The performance of sparse stiffness matrix‐vector multiplication is essential for large‐scale structural mechanics numerical simulation. Compressed sparse row (CSR) is the most common format for storing sparse stiffness matrices. However, the high sparsity of the sparse stiffness matrix makes the number of nonzero elements per row very small. Therefore, the CSR‐scalar algorithm, light algorithm, and HOLA algorithm in the calculation will cause some threads in the GPU to be in idle state, which will not only affect the computing performance but also waste computing resources. In this article, a new algorithm, CSR‐vector row, is proposed for fine‐grained computing optimization based on the AMD GPU architecture on heterogeneous supercomputers. This algorithm can set a vector to calculate a row based on the number of nonzero elements of the stiffness matrix.

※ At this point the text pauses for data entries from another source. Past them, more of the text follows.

PR #8834, opened 2020-09-04
fix some warnings

Megamouse:


rpcs3/Emu/Cell/Modules/cellRudp.cpp
```diff
@@ -13,6 +13,7 @@ void fmt_class_string<CellRudpError>::format(std::string& out, u64 arg)
 	{
 		switch (error)
 		{
+			case CELL_RUDP_SUCCESS: break;
```
bevanweiss, line 16: Is there a reason that we don't want to STR_CASE(..) this [and the others]?
It seems unusual that we'd want to match on this value uniquely, but then do nothing unique for it.
Should this have perhaps just been a default statement where we just return unknown?
e.g. STR_CASE(..)
       ....
      default: return unknown;

elad335: I think its because its not an error we should format.

Megamouse: because it's not an error. there is zero need to return a string

Megamouse: and no. having a default would take away the warnings that led to finding the missing cases

bevanweiss: Ok.
In that case I think all that's left is if it's a condition that should never occur, it should be at the bottom of the list of entries.  Such that in the pathological case where the compiler makes this a long branch chain we don't needlessly pay the branch cost.  And for code readability, having to skip over a condition which will never occur on every read through feels wrong.

bevanweiss: I think it could actually do with a trailing comment just to explain that it's there purely to silence warnings about a missing enum element.

Megamouse: This whole thing is so entirely unimportant that I don't feel like doing anything else

PR #8835, opened 2020-09-04
Win32 FS: Use FindFirstFileExW in fs::stat, fs::exists, fs::is_dir, fs::is_file

elad335:
Thanks to @bevanweiss, makes directory/filename stats etc case sensitive on Windows which is more accurate to PS3.


bevanweiss:
Bloody hell that was fast... you put that together faster than I could even think about it.
And I'm digging the negative line count delta :) always nice when the right code is shorter.

I've got a couple of questions, I'll inline.

elad335:
@bevanweiss are there limitations FindFirstFileExW cant handle? paths like path = "D:/BCES01584/PS3_GAME/USRDIR/..//PS3_DISC.SFB" fail with this functions but not with GetFileAttributesExW. (the file exists)

elad335:
Something is really wrong with this functions, it returns ENOENT for existing directories and I cant boot my games.

elad335:
Fixed but needs testetrs to very there are no regressions.

bevanweiss:
Yes, it does not support a trailing slash.
To refer to the directory, the directory name should be the final element, without '/' or '\'
I'm surprised we'd have trailing slashes, is that common on the PS3?
Could always just manually clip them off when found, before calling into FindFirstFileExW

Nekotekina:
I don't think it even works according to:
https://stackoverflow.com/questions/16565979/findfirstfileex-doesnt-operate-case-sensitive
Obviously, changing this reg value is a big no-no...

bevanweiss:
I agree... Changing registry bad bad...
But... My very first thought was, we use this function to return the first matching case insensitive file, it should return the case matching name of the file, we strcmp it to desired. If no match we call FindNextFileExW...
Just a do while until no next file, or we get a case matching hit, where we have file info to return.

bevanweiss:
@elad335 
Any issues with me 'standing on the shoulders of giants', and tweaking your branch here for what I was originally thinking?
Which was...
handle = FindFirstFileExW()
While (handle != INVALID_HANDLE && dataFileName != desired_filename)
    handle = FindNextFileExW()
return handle != INVALID_HANDLE ? good_datas : ENOENT;

Given the speed at which you pumped out the first one, I'm happy for you to run with it still.
But if you're not interested, I'll walk it home :)

elad335:
@bevanweiss Does it need any tweaks to the code to work or should it already work?

bevanweiss:
It looks pretty good to me, although I think @NicknineTheEagle is the best suited to really test it out.
I don't have a game with the same case sensitivity issue.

CSR‐vector row has efficient reduce operations, deep memory access optimization, better memory access, and calculation overlapping kernel function configuration scheme. The access bandwidth of the algorithm on AMD GPU is more than 700 GB/s. Compared with CSR‐scalar algorithm, the parallel efficiency of CSR‐vector row is improved by 7.2 times. And floating‐point computing performance is 41%–95% higher than that of light algorithm and HOLA algorithm. In addition, CSR‐vector row is used to calculate the examples from CFD, electromagnetics, quantum chemistry, power network, and semiconductor process, the memory access bandwidth and double floating‐point performance are also improved compared with rocSPARSE‐CSR‐vector.
查看原文
分享 分享
微信好友 朋友圈 QQ好友 复制链接
本刊更多论文
在AMD GPU上使用压缩稀疏行存储格式的高效稀疏刚度矩阵向量乘法
稀疏刚度矩阵向量乘法的性能是大规模结构力学数值模拟的必要条件。压缩稀疏行(CSR)是存储稀疏刚度矩阵最常用的格式。然而,稀疏刚度矩阵的高稀疏性使得每行非零元素的数量非常少。因此,在计算中使用CSR - scalar算法、light算法和HOLA算法会导致GPU中的一些线程处于空闲状态,不仅会影响计算性能,还会浪费计算资源。本文提出了一种新的基于AMD GPU架构的异构超级计算机上的细粒度计算优化算法——CSR向量行算法。该算法可以根据刚度矩阵的非零元素个数设置一个向量来计算一行。CSR‐vector行具有高效的约简操作、深度内存访问优化、更好的内存访问和计算重叠核函数配置方案。该算法在AMD GPU上的访问带宽大于700gb /s。与CSR -标量算法相比,CSR -向量行并行效率提高了7.2倍。浮点运算性能比光算法和HOLA算法提高41% ~ 95%。此外,CSR - vector行用于计算CFD、电磁学、量子化学、电力网络和半导体工艺的实例,与rocSPARSE - CSR - vector相比,其存储器访问带宽和双浮点性能也得到了提高。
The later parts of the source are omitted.